### TASK
Among the lines below, count those containing the word "have". Give the number only.
Segment Start: RECORDS TO USE
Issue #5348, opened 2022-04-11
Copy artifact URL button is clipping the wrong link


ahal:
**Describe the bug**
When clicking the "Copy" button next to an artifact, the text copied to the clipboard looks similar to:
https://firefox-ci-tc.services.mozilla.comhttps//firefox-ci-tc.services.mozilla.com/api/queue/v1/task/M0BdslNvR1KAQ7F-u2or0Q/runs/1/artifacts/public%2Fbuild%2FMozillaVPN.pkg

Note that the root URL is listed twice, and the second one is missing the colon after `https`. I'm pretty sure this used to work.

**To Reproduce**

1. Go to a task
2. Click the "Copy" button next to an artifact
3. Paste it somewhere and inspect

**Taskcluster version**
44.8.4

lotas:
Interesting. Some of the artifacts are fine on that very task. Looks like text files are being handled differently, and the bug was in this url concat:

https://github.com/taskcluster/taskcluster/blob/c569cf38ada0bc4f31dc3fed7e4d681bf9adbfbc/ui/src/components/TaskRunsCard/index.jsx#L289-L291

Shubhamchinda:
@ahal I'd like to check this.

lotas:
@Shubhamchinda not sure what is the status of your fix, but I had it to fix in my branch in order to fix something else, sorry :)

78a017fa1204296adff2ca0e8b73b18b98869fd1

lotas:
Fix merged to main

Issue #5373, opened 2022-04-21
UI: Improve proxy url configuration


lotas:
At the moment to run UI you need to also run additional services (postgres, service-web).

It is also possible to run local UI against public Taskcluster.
Segment End: RECORDS TO USE
Segment Start: RECORDS TO USE
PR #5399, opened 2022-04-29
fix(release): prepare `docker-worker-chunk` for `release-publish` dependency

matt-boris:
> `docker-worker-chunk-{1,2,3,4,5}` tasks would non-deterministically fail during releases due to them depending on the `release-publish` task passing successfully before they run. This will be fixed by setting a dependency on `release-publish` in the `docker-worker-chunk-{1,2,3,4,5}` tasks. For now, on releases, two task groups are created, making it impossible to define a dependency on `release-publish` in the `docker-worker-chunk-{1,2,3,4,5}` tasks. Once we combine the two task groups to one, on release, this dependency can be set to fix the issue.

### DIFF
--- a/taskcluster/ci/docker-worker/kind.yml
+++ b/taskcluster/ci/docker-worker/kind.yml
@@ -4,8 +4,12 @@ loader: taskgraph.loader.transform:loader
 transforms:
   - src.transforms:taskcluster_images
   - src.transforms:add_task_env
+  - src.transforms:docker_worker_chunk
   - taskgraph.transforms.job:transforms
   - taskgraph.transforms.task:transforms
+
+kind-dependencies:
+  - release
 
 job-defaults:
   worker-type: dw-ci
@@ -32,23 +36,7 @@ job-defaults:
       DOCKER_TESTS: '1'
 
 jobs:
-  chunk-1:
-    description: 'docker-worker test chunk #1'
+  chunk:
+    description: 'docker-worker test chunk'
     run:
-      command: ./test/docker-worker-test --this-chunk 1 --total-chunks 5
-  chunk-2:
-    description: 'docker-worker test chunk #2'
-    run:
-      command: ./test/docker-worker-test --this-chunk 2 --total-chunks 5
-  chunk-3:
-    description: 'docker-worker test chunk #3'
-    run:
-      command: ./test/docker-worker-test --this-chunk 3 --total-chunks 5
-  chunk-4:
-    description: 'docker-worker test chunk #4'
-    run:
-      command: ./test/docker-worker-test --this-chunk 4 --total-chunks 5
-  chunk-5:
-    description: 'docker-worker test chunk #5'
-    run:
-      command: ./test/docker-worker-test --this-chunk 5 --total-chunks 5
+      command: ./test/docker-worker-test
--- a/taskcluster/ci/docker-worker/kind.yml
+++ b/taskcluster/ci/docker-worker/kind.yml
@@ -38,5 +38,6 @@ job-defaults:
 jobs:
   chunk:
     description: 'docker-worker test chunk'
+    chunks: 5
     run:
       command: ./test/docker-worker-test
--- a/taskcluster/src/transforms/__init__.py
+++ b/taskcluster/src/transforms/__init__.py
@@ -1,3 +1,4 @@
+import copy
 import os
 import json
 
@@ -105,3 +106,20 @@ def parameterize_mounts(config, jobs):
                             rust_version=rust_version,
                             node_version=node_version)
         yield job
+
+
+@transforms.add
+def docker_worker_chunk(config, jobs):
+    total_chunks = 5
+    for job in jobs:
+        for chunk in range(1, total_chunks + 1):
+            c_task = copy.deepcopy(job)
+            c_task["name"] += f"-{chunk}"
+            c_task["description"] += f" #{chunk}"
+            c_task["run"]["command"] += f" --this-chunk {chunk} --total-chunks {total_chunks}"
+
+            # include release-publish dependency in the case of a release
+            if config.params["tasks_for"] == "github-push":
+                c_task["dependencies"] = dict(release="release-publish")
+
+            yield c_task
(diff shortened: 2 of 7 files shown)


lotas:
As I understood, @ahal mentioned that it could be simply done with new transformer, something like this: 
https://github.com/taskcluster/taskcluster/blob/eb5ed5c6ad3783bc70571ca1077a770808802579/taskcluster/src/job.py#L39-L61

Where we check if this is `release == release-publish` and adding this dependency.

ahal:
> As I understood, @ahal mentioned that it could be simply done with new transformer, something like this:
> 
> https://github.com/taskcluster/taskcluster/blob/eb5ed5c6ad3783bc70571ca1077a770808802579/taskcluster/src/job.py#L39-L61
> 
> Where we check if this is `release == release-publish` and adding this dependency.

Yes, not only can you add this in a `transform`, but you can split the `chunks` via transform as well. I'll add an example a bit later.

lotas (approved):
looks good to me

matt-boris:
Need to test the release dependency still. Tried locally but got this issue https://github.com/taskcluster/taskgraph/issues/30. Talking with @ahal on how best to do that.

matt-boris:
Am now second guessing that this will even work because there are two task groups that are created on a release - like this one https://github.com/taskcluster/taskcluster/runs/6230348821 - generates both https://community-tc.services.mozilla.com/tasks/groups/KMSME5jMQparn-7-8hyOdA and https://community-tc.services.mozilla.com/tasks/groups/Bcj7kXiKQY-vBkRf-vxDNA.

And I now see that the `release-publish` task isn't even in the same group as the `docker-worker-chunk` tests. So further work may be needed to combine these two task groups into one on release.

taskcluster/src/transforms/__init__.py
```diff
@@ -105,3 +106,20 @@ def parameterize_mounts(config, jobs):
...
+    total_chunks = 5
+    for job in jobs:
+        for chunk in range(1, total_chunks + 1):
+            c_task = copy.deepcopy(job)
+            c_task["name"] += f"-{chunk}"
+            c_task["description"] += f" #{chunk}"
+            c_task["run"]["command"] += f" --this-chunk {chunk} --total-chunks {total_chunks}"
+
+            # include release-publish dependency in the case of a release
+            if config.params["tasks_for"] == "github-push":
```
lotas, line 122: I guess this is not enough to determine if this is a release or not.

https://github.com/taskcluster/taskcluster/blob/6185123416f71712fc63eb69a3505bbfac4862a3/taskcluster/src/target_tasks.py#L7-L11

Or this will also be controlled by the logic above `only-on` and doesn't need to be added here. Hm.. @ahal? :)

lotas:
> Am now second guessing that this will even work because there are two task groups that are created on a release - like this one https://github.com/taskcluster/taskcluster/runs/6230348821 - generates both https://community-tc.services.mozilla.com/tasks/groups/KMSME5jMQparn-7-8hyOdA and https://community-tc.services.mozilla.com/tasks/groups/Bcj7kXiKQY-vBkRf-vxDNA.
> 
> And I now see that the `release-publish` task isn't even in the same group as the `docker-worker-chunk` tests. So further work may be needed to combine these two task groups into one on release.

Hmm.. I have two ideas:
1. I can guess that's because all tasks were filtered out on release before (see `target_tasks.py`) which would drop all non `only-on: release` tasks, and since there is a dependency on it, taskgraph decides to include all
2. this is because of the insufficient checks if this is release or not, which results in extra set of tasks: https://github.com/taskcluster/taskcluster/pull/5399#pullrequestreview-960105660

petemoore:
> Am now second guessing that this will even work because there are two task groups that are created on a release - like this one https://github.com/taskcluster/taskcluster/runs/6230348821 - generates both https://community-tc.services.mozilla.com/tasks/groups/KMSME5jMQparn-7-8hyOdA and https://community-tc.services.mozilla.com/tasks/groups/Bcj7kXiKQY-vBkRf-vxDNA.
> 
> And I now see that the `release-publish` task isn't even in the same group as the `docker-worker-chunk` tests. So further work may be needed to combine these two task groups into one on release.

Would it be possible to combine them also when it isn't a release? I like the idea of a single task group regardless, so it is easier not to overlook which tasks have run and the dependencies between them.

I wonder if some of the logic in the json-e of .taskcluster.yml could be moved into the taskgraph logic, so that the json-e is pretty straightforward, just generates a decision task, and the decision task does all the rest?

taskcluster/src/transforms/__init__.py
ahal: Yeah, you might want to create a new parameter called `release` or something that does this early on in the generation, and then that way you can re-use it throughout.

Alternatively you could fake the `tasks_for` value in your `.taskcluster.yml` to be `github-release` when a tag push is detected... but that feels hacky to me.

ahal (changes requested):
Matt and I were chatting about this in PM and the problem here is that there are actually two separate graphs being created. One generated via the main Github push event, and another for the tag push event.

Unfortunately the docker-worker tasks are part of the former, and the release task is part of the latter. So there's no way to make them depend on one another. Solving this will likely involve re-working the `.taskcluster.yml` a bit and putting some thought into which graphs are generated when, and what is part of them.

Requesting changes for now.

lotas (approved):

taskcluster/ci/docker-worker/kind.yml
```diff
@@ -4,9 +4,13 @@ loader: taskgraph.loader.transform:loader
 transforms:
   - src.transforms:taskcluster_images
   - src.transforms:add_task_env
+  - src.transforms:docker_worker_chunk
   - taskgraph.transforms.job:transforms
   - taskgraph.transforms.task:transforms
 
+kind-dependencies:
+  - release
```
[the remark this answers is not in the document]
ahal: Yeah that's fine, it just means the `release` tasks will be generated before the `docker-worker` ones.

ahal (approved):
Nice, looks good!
Segment End: RECORDS TO USE
### RESPONSE
2